:: PROBLEM TO WORK ON ::
Below are records to be reproduced exactly and in full.

START EXTRACTED INFORMATION

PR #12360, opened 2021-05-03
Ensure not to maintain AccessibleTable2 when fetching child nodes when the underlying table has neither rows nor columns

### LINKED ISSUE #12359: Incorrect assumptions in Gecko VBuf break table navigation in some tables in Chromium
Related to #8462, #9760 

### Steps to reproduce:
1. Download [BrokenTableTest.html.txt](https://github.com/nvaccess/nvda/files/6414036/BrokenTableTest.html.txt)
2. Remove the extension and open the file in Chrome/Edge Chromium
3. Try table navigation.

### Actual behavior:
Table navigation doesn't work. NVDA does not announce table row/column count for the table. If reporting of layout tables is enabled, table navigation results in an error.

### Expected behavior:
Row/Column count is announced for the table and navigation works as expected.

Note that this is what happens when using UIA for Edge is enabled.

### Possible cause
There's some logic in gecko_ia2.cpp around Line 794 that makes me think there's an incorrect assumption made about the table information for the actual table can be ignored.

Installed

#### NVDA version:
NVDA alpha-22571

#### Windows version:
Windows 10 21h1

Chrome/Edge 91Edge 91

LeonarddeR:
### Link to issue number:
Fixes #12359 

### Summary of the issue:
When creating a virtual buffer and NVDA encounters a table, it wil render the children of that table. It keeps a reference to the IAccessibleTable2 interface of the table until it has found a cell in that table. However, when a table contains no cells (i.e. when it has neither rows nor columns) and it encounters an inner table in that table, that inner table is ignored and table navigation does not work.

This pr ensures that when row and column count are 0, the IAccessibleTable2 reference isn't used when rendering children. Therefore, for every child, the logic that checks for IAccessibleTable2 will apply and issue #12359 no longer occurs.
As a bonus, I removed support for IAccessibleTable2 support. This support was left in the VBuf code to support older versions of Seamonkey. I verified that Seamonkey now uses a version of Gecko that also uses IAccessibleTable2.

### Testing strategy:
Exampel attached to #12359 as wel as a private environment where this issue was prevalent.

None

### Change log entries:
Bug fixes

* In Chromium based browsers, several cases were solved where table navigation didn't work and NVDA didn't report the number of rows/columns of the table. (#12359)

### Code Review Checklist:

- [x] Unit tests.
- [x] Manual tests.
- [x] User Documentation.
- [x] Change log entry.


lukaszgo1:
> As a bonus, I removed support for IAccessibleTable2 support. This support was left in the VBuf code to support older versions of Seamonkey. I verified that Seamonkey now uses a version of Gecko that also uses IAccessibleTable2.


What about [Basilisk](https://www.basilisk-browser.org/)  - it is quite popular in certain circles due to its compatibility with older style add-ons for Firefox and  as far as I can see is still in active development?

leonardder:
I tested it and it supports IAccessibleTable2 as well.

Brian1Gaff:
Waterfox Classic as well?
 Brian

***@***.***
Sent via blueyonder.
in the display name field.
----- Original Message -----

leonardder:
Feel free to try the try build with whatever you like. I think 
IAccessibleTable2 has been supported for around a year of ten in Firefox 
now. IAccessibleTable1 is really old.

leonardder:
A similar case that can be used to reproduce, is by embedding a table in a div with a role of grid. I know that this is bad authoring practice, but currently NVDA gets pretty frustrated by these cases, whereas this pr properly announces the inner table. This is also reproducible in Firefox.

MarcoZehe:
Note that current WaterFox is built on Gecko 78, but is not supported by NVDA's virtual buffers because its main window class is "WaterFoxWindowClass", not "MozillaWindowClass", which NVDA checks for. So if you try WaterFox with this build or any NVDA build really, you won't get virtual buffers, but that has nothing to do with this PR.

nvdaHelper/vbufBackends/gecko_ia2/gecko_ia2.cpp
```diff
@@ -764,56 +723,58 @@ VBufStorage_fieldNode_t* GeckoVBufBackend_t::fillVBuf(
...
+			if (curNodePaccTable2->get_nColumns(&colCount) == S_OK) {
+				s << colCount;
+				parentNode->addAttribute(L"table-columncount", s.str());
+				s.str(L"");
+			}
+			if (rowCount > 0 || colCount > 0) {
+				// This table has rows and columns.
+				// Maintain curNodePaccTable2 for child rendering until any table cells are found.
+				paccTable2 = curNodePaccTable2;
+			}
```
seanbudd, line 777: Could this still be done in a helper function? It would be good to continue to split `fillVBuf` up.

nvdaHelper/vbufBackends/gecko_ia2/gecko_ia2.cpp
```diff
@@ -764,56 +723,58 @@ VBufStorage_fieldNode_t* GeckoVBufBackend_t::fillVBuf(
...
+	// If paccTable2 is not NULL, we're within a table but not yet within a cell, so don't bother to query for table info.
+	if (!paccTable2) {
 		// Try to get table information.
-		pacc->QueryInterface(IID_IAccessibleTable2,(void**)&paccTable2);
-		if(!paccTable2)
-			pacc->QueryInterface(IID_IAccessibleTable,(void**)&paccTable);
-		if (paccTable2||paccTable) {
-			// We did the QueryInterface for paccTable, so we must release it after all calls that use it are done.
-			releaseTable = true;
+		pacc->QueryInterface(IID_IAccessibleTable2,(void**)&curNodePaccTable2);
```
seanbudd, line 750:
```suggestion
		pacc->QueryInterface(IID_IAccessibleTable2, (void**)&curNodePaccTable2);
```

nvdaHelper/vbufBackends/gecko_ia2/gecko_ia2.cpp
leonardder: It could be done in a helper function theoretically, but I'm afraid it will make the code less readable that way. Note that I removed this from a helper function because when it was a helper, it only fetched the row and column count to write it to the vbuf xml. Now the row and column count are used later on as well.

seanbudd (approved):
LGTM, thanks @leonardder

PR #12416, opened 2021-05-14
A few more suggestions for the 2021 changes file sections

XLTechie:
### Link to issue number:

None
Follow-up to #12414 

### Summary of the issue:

END EXTRACTED INFORMATION

:: TASK RESULT ::
PR #12360, opened 2021-05-03
Ensure not to maintain AccessibleTable2 when fetching child nodes when the underlying table has neither rows nor columns

### LINKED ISSUE #12359: Incorrect assumptions in Gecko VBuf break table navigation in some tables in Chromium
Related to #8462, #9760 

### Steps to reproduce:
1. Download [BrokenTableTest.html.txt](https://github.com/nvaccess/nvda/files/6414036/BrokenTableTest.html.txt)
2. Remove the extension and open the file in Chrome/Edge Chromium
3. Try table navigation.

### Actual behavior:
Table navigation doesn't work. NVDA does not announce table row/column count for the table. If reporting of layout tables is enabled, table navigation results in an error.

### Expected behavior:
Row/Column count is announced for the table and navigation works as expected.

Note that this is what happens when using UIA for Edge is enabled.

### Possible cause
There's some logic in gecko_ia2.cpp around Line 794 that makes me think there's an incorrect assumption made about the table information for the actual table can be ignored.

Installed

#### NVDA version:
NVDA alpha-22571

#### Windows version:
Windows 10 21h1

Chrome/Edge 91Edge 91

LeonarddeR:
### Link to issue number:
Fixes #12359 

### Summary of the issue:
When creating a virtual buffer and NVDA encounters a table, it wil render the children of that table. It keeps a reference to the IAccessibleTable2 interface of the table until it has found a cell in that table. However, when a table contains no cells (i.e. when it has neither rows nor columns) and it encounters an inner table in that table, that inner table is ignored and table navigation does not work.

This pr ensures that when row and column count are 0, the IAccessibleTable2 reference isn't used when rendering children. Therefore, for every child, the logic that checks for IAccessibleTable2 will apply and issue #12359 no longer occurs.
As a bonus, I removed support for IAccessibleTable2 support. This support was left in the VBuf code to support older versions of Seamonkey. I verified that Seamonkey now uses a version of Gecko that also uses IAccessibleTable2.

### Testing strategy:
Exampel attached to #12359 as wel as a private environment where this issue was prevalent.

None

### Change log entries:
Bug fixes

* In Chromium based browsers, several cases were solved where table navigation didn't work and NVDA didn't report the number of rows/columns of the table. (#12359)

### Code Review Checklist:

- [x] Unit tests.
- [x] Manual tests.
- [x] User Documentation.
- [x] Change log entry.


lukaszgo1:
> As a bonus, I removed support for IAccessibleTable2 support. This support was left in the VBuf code to support older versions of Seamonkey. I verified that Seamonkey now uses a version of Gecko that also uses IAccessibleTable2.


What about [Basilisk](https://www.basilisk-browser.org/)  - it is quite popular in certain circles due to its compatibility with older style add-ons for Firefox and  as far as I can see is still in active development?

leonardder:
I tested it and it supports IAccessibleTable2 as well.

Brian1Gaff:
Waterfox Classic as well?
 Brian

***@***.***
Sent via blueyonder.
in the display name field.
----- Original Message -----

leonardder:
Feel free to try the try build with whatever you like. I think 
IAccessibleTable2 has been supported for around a year of ten in Firefox 
now. IAccessibleTable1 is really old.

leonardder:
A similar case that can be used to reproduce, is by embedding a table in a div with a role of grid. I know that this is bad authoring practice, but currently NVDA gets pretty frustrated by these cases, whereas this pr properly announces the inner table. This is also reproducible in Firefox.

MarcoZehe:
Note that current WaterFox is built on Gecko 78, but is not supported by NVDA's virtual buffers because its main window class is "WaterFoxWindowClass", not "MozillaWindowClass", which NVDA checks for. So if you try WaterFox with this build or any NVDA build really, you won't get virtual buffers, but that has nothing to do with this PR.

nvdaHelper/vbufBackends/gecko_ia2/gecko_ia2.cpp
```diff
@@ -764,56 +723,58 @@ VBufStorage_fieldNode_t* GeckoVBufBackend_t::fillVBuf(
...
+			if (curNodePaccTable2->get_nColumns(&colCount) == S_OK) {
+				s << colCount;
+				parentNode->addAttribute(L"table-columncount", s.str());
+				s.str(L"");
+			}
+			if (rowCount > 0 || colCount > 0) {
+				// This table has rows and columns.
+				// Maintain curNodePaccTable2 for child rendering until any table cells are found.
+				paccTable2 = curNodePaccTable2;
+			}
```
seanbudd, line 777: Could this still be done in a helper function? It would be good to continue to split `fillVBuf` up.

nvdaHelper/vbufBackends/gecko_ia2/gecko_ia2.cpp
```diff
@@ -764,56 +723,58 @@ VBufStorage_fieldNode_t* GeckoVBufBackend_t::fillVBuf(
...
+	// If paccTable2 is not NULL, we're within a table but not yet within a cell, so don't bother to query for table info.
+	if (!paccTable2) {
 		// Try to get table information.
-		pacc->QueryInterface(IID_IAccessibleTable2,(void**)&paccTable2);
-		if(!paccTable2)
-			pacc->QueryInterface(IID_IAccessibleTable,(void**)&paccTable);
-		if (paccTable2||paccTable) {
-			// We did the QueryInterface for paccTable, so we must release it after all calls that use it are done.
-			releaseTable = true;
+		pacc->QueryInterface(IID_IAccessibleTable2,(void**)&curNodePaccTable2);
```
seanbudd, line 750:
```suggestion
		pacc->QueryInterface(IID_IAccessibleTable2, (void**)&curNodePaccTable2);
```

nvdaHelper/vbufBackends/gecko_ia2/gecko_ia2.cpp
leonardder: It could be done in a helper function theoretically, but I'm afraid it will make the code less readable that way. Note that I removed this from a helper function because when it was a helper, it only fetched the row and column count to write it to the vbuf xml. Now the row and column count are used later on as well.

seanbudd (approved):
LGTM, thanks @leonardder

PR #12416, opened 2021-05-14
A few more suggestions for the 2021 changes file sections

XLTechie:
### Link to issue number:

None
Follow-up to #12414 

### Summary of the issue:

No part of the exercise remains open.